The codes of the two methods are actually the same, but the method names are different. I won't demonstrate it here.

Partition settings

In addition to specifying the partition in setMaster(), we can also set the partition when creating RDD
At this time, the number of partitions is 2:

val conf = new SparkConf().setMaster("local[2]").setAppName("wordCount")
    val sc = SparkContext.getOrCreate(conf)
    val rdd2 = sc.makeRDD(List("hello world","hello scala","hello spark","scala"))
    rdd2.flatMap(_.split("\t")).map(x=>(x,1)).reduceByKey(_+_).collect.foreach(println)
    //partition
    val partition = rdd2.partitions
    println("The number of partitions is:"+partition.length)


When creating RDD, add 3 after the statement and set the number of partitions to 3

val conf = new SparkConf().setMaster("local[2]").setAppName("wordCount")
    val sc = SparkContext.getOrCreate(conf)
    val rdd2 = sc.makeRDD(List("hello world","hello scala","hello spark","scala"),3)
    rdd2.flatMap(_.split("\t")).map(x=>(x,1)).reduceByKey(_+_).collect.foreach(println)
    //partition
    val partition = rdd2.partitions
    println("The number of partitions is:"+partition.length)
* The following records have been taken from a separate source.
PR #483, opened 2023-10-09
Add documentation links to all main page headings WD-6525

edlerd:
## Done

- added an info icon linking to documentation for most main headings

Fixes WD-6525

## QA

1. Run the LXD-UI:
    - check the headings of all pages from the main navigation. Most should have an info icon linking to the docs of that page.

### DIFF
--- a/src/pages/instances/InstanceList.tsx
+++ b/src/pages/instances/InstanceList.tsx
@@ -52,6 +52,7 @@ import ScrollableTable from "components/ScrollableTable";
 import NotificationRow from "components/NotificationRow";
 import SelectedTableNotification from "components/SelectedTableNotification";
 import CustomLayout from "components/CustomLayout";
+import HelpLink from "components/HelpLink";
 
 const loadHidden = () => {
   const saved = localStorage.getItem("instanceListHiddenColumns");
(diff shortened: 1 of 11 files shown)


piperdeck (changes requested):
I think this is a pretty safe change, but I'd make 2 minor changes:

1. I would change the icon to the "i" icon so that it matches the documentation icon in the side navigation
2. I would align the lower edge of the icon with the baseline of the header

Other than that, LGTM!

edlerd:
> I think this is a pretty safe change, but I'd make 2 minor changes:
> 
> 1. I would change the icon to the "i" icon so that it matches the documentation icon in the side navigation
> 2. I would align the lower edge of the icon with the baseline of the header

For 1. I changed the icon.
For 2. The icon was baseline aligned. I think because of the circle outline, it seemed to sit a bit too high from the baseline. I added a bit of top margin (which changes on very large screen widths, so better test it responsively with various widths). Wdyt?

piperdeck (approved):
Thanks for the additional info,

I think it probably also has to do with the fact that the Ubuntu Font is designed in such a way the the round bottoms of letters hang slightly below the baseline. I wouldn't worry about it too much, I think this is good to go.

src/pages/instances/InstanceList.tsx
```diff
@@ -478,7 +479,14 @@ const InstanceList: FC = () => {
       header={
         <div className="p-panel__header instance-list-header">
           <div className="instance-header-left">
-            <h1 className="p-heading--4 u-no-margin--bottom">Instances</h1>
+            <h1 className="p-heading--4 u-no-margin--bottom">
+              <HelpLink
+                href="https://documentation.ubuntu.com/lxd/en/latest/explanation/instances/#expl-instances"
+                title="Learn more about Instances"
```
lorumic, line 485:
```suggestion
                title="Learn more about instances"
```

lorumic (approved):
It's good, just one tiny suggestion.

PR #488, opened 2023-10-11
Ensure multiselect snapshots behaves the same as instances WD-6704

edlerd:
## Done

- Ensure multiselect snapshots behaves the same as instances

Fixes WD-6704

## QA

1. Run the LXD-UI:
    - open an instance detail page > snapshots
    - create some snapshots
    - ensure multiselect works as expected
    - multi delete some snapshots


piperdeck (dismissed):
# 1

For some reason, I can't seem to sort by "name" with this table

Other than that, this looks good to me :)

edlerd:
> For some reason, I can't seem to sort by "name" with this table

I fixed that.

edlerd:
> Actually, sorting by name on this table was disabled intentionally some time ago. See discussion [here](https://github.com/canonical/lxd-ui/pull/289#issuecomment-1509220027).

Thanks for finding this reference. I now remember the discussion back then. I'd support sorting by name today. Assuming, it is more frustrating to not be able to sort by name, than it is to get an unexpected sorting order. A user might expect alphanumeric order or not, we are using standard alphabetical sort, because we don't know what the user expects.

> Also, currently it doesn't seem to work as it should, see the screen capture:

This had an easy fix with lowercasing the strings.

src/pages/instances/InstanceSnapshots.tsx
```diff
@@ -227,25 +229,14 @@ const InstanceSnapshots: FC<Props> = ({ instance }) => {
...
-              </Button>
-            </>
+            <SnapshotBulkDelete
+              instance={instance}
+              snapshotNames={selectedNames}
+              onStart={() => setProcessingNames(selectedNames)}
+              onFinish={() => setProcessingNames([])}
+              onSuccess={onSuccess}
+              onFailure={onFailure}
+            />
```
lorumic, line 239: Shouldn't this be right-aligned, as the other CTAs are? It's a bit confusing to find this button on the left.

Peek 2023-10-12 11-57

What do you think @piperdeck ?

edlerd: I think it makes a lot of sense to keep the bulk actions on the left side together with the bulk select. This is also consistent with the instance list bulk actions.

lorumic: In the instance case it's different. There are a bunch of bulk actions so it's hard to miss them. In this case, I had to look around for a while, confused, to find it. This probably needs user research to confirm, but my opinion as in "the one who hadn't visited this page for a while", so more or less "fresh eyes", is that this is not the right place to put a button, especially given that in the base case you have the buttons on the opposite side. Let's see what @piperdeck thinks about it - maybe a third way is also possible.

piperdeck:
# 1

> In the instance case it's different. There are a bunch of bulk actions so it's hard to miss them. In this case, I had to look around for a while, confused, to find it. This probably needs user research to confirm, but my opinion as in "the one who hadn't visited this page for a while", so more or less "fresh eyes", is that this is not the right place to put a button, especially given that in the base case you have the buttons on the opposite side. Let's see what @piperdeck thinks about it - maybe a third way is also possible.

I think at some point we should revisit how the UI signals contextual list actions like this, perhaps by highlighting the action with a colour that matches the list selection colour. But since that's out of scope of this PR, I vote to right-align the CTA as @lorumic suggested, as I think that's the least confusing option in this case. I agree that it's inconsistent with the way it's done in the instance list, but there are other differences between this and the instance list already, so I think we may as well put the CTA in the spot where a user may have already registered the existence of CTAs.

# 2

When selecting snapshots from the list, the CTA to select all says "Select all 3 project snapshots". Is that a mistake? I'm not sure why it's calling them project snapshots, and would recommend changing the CTA to say "Select all 3 snapshots". (making sure that if the list is currently filtered, it still says "select all filtered snapshots")

# 3

I'm finding the padding around the pagination div to be a little too spacious to my eye.

After playing around, I think it looks better with `margin-top: 0` for the `pagination` div, and `margin-bottom: 0` for the `itemsPerPage` div:


image

edlerd:
All three points should be resolved, please have another pass for them.

piperdeck:
Great, looks good to me now!

src/pages/instances/InstanceSnapshots.tsx
```diff
@@ -255,9 +248,33 @@ const InstanceSnapshots: FC<Props> = ({ instance }) => {
...
+            selectedNotification={
+              selectedNames.length > 0 && (
+                <SelectedTableNotification
+                  totalCount={instance.snapshots?.length ?? 0}
+                  itemName="snapshot"
+                  parentName="instance"
+                  selectedNames={selectedNames}
+                  setSelectedNames={setSelectedNames}
+                  filteredNames={filteredSnapshots.map(
+                    (instance) => instance.name
```
lorumic, line 269:
```suggestion
                    (snapshot) => snapshot.name
```

lorumic (approved):
Found just one naming issue, apart from that no problems.

PR #492, opened 2023-10-13
feat(operations): add test for getProjectName [WD-6612]

aaryanporwal:
## Done

- Add unit test for testing getProjectName, used in OperationList.
- Checks if project name is as expected from an instance operation when project parameter is present or not.

Fixes: [WD-6612](https://warthogs.atlassian.net/browse/WD-6612)

## QA

1. Run the LXD-UI:
    - Run `npm run test`

## Screenshots

[WD-6612]: https://warthogs.atlassian.net/browse/WD-6612?atlOrigin=eyJpIjoiNWRkNTljNzYxNjVmNDY3MDlhMDU5Y2ZhYzA5YTRkZjUiLCJwIjoiZ2l0aHViLWNvbS1KU1cifQ

### DIFF
--- a/src/util/operations.spec.tsx
+++ b/src/util/operations.spec.tsx
@@ -1,4 +1,4 @@
-import { getInstanceName } from "./operations";
+import { getInstanceName, getProjectName } from "./operations";
 import { LxdOperation } from "types/operation";
 
 const craftOperation = (url: string) => {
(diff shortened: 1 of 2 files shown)


src/util/operations.spec.tsx
```diff
@@ -44,3 +44,21 @@ describe("getInstanceName", () => {
...
+  it("identifies project name from an instance operation when no project parameter is present", () => {
+    const operation = craftOperation("/1.0/instances/testInstance1");
+    const name = getProjectName(operation);
+
+    expect(name).toBe("default");
+  });
+
+  it("identifies project name from an instance operation in a custom project", () => {
+    const operation = craftOperation(
+      "/1.0/instances/testInstance2?project=project"
```
edlerd, line 58: Better use a different value, to ensure we don't accidentally return the key and accept it in the test, something like `project=fooProject`.

src/util/operations.spec.tsx
```diff
@@ -44,3 +44,21 @@ describe("getInstanceName", () => {
...
+    );
+    const name = getProjectName(operation);
+
+    expect(name).toBe("project");
+  });
```
edlerd, line 63: Please add a third test for when project is not the first parameter, something like `/1.0/instances/testInstance1?foo=bar&project=barProject`. Looking at the implementation, this will likely fail, please fix the implementation for this case.

edlerd (commented):
Tests look good, some ideas to extend them below.

src/util/operations.spec.tsx
aaryanporwal: Updated the implementation

src/util/operations.spec.tsx
```diff
@@ -44,3 +44,30 @@ describe("getInstanceName", () => {
...
+
+  it("identifies project name from an instance operation in a custom project with other parameters", () => {
+    const operation = craftOperation(
+      "/1.0/instances/testInstance2?foo=bar&project=barProject"
+    );
+    const name = getProjectName(operation);
+
+    expect(name).toBe("barProject");
+  });
+});
```
edlerd, line 73: Thanks for extending the cases and fixing the implementation. I think there is still an uncovered edge case with this url: `/1.0/instances/testInstance1?foo=bar&project=barProject&baz=qux`

aaryanporwal: Fixed it. Thanks :)

edlerd (approved):
Looks good, thanks

PR #493, opened 2023-10-13
Move storage pool creation form from side panel to dedicated page [WD-6352]

lorumic:
## Done

- Moved storage pool creation form from side panel to dedicated page.

Fixes [WD-6352](https://warthogs.atlassian.net/browse/WD-6352)

## QA

1. Run the LXD-UI:
    - Go to storage page
    - Click on the "Create storage pool" button
    - Check the new form in a dedicated page: it should look and behave as expected

[WD-6352]: https://warthogs.atlassian.net/browse/WD-6352?atlOrigin=eyJpIjoiNWRkNTljNzYxNjVmNDY3MDlhMDU5Y2ZhYzA5YTRkZjUiLCJwIjoiZ2l0aHViLWNvbS1KU1cifQ


edlerd (approved):
LGTM

lorumic:
@piperdeck Could you please do a design review when you have time? Thanks

edlerd (changes requested):
The demo build fails:
```
#14 8.763 [vite]: Rollup failed to resolve import "pages/instances/forms/FormMenuItem" from "/srv/src/pages/storage/forms/StoragePoolFormMenu.tsx".
#14 8.763 This is most likely unintended because it can break your application at runtime.
#14 8.763 If you do want to externalize this module explicitly add it to
#14 8.763 `build.rollupOptions.external`
#14 8.770 error during build:
#14 8.770 Error: [vite]: Rollup failed to resolve import "pages/instances/forms/FormMenuItem" from "/srv/src/pages/storage/forms/StoragePoolFormMenu.tsx".
#14 8.770 This is most likely unintended because it can break your application at runtime.
#14 8.770 If you do want to externalize this module explicitly add it to
#14 8.770 `build.rollupOptions.external`
#14 8.770     at viteWarn (file:///srv/node_modules/vite/dist/node/chunks/dep-bb8a8339.js:48216:27)
#14 8.770     at onwarn (/srv/node_modules/@vitejs/plugin-react/dist/index.cjs:255:9)
#14 8.770     at onRollupWarning (file:///srv/node_modules/vite/dist/node/chunks/dep-bb8a8339.js:48245:9)
#14 8.770     at onwarn (file:///srv/node_modules/vite/dist/node/chunks/dep-bb8a8339.js:47976:13)
#14 8.770     at file:///srv/node_modules/vite/node_modules/rollup/dist/es/shared/node-entry.js:24276:13
#14 8.770     at Object.logger [as onLog] (file:///srv/node_modules/vite/node_modules/rollup/dist/es/shared/node-entry.js:25950:9)
#14 8.770     at ModuleLoader.handleInvalidResolvedId (file:///srv/node_modules/vite/node_modules/rollup/dist/es/shared/node-entry.js:24862:26)
#14 8.770     at file:///srv/node_modules/vite/node_modules/rollup/dist/es/shared/node-entry.js:24822:26
```
~~I guess something went bad on the merge resolve?~~
Edit: The import needs to pick from `components/forms`.

lorumic:
Demo is up and running with all the updates.

piperdeck:
The only issue I can find is that the description field should be a textarea, rather than a single-line field

lorumic:
> The only issue I can find is that the description field should be a textarea, rather than a single-line field

Good catch! I fixed that, and I also aligned all the description fields in other pages, which were still using the text input, to use textarea instead. Then I extracted the function to calculate the textarea's `rows`, so that it can be reused in the many places where it's needed, please have a look when you have time @edlerd

src/pages/storage/forms/StoragePoolFormMain.tsx
```diff
@@ -0,0 +1,86 @@
...
+            }
+            if (val === btrfsDriver) {
+              void formik.setFieldValue("source", "");
+            }
+            void formik.setFieldValue("driver", val);
+          }}
+          value={formik.values.driver}
+          required
+        />
+        <Input
```
edlerd, line 63: Can we use the more advanced `DiskSizeSelector` here?

src/util/formFields.tsx
```diff
@@ -28,3 +28,6 @@ export const optionRenderer = (
 
   return "";
 };
+
+export const getTextareaRows = (textLength?: number) =>
```
edlerd, line 32: This is very opinionated about the width of the textarea, which might be variable -- especially due to responsiveness.

Maybe introduce a new component `DynamicTextarea` (or find a better name), that wraps the Textarea. In it, we can use a ref to measure the actual width of the textarea and move `getTextareaRows`  into this component, to have the dynamic row height adjusting to the textarea width.

If it works well, we can later upstream it to react-components original `Textarea` with a boolean prop to opt into the row dynamics.

lorumic: Probably out of scope, let's consider this as a future improvement.

src/pages/storage/forms/StoragePoolFormMain.tsx
lorumic: We could but it's not a big gain. We'd have to add the label and help text manually. I don't know if it's worth it.

lorumic: Done, the `DiskSizeSelector` is now more flexible also for its use case in the storage volume creation form.

src/pages/storage/forms/StoragePoolFormMain.tsx
```diff
@@ -0,0 +1,89 @@
...
+            }
+            if (val === btrfsDriver) {
+              void formik.setFieldValue("source", "");
+            }
+            void formik.setFieldValue("driver", val);
+          }}
+          value={formik.values.driver}
+          required
+        />
+        <DiskSizeSelector
```
edlerd, line 64: The rendering works fine, but we also need to handle the input correctly. See `src/pages/storage/forms/StorageVolumeForm.tsx:55` how it is done there, you can probably reuse the pattern.

edlerd (approved):
LGTM, thanks :)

The number of partitions becomes 3.

textFile create RDD

Create locally
We can also create an RDD by loading files.
Document content:

hello world
hello scala
hello spark
scala

Put the file on the idea.

import org.apache.spark.{SparkConf, SparkContext}

object wordCount {
  def main(args: Array[String]): Unit = {
    val conf = new SparkConf().setMaster("local[2]").setAppName("wordCount")
    val sc = SparkContext.getOrCreate(conf)
    //Relative path
    val words = sc.textFile("data/word.txt")
    //Absolute path
    //val words = sc.textFile("C:/data/java/Scala/SparkDemo/data/word.txt")
    words.collect.foreach(println)
  }
}


hdfs upload
Find the file path to run on hdfs.

import org.apache.spark.{SparkConf, SparkContext}
object wordCount {
  def main(args: Array[String]): Unit = {
    val conf = new SparkConf().setMaster("local[2]").setAppName("wordCount")
    val sc = SparkContext.getOrCreate(conf)
//Path to file on hdfs
    val wordsHdfs = sc.textFile("hdfs://hadoop01:9000/spark/test/word.txt")
    wordsHdfs.collect.foreach(println)
  }
}

The two creation methods are actually the same, but the paths are different.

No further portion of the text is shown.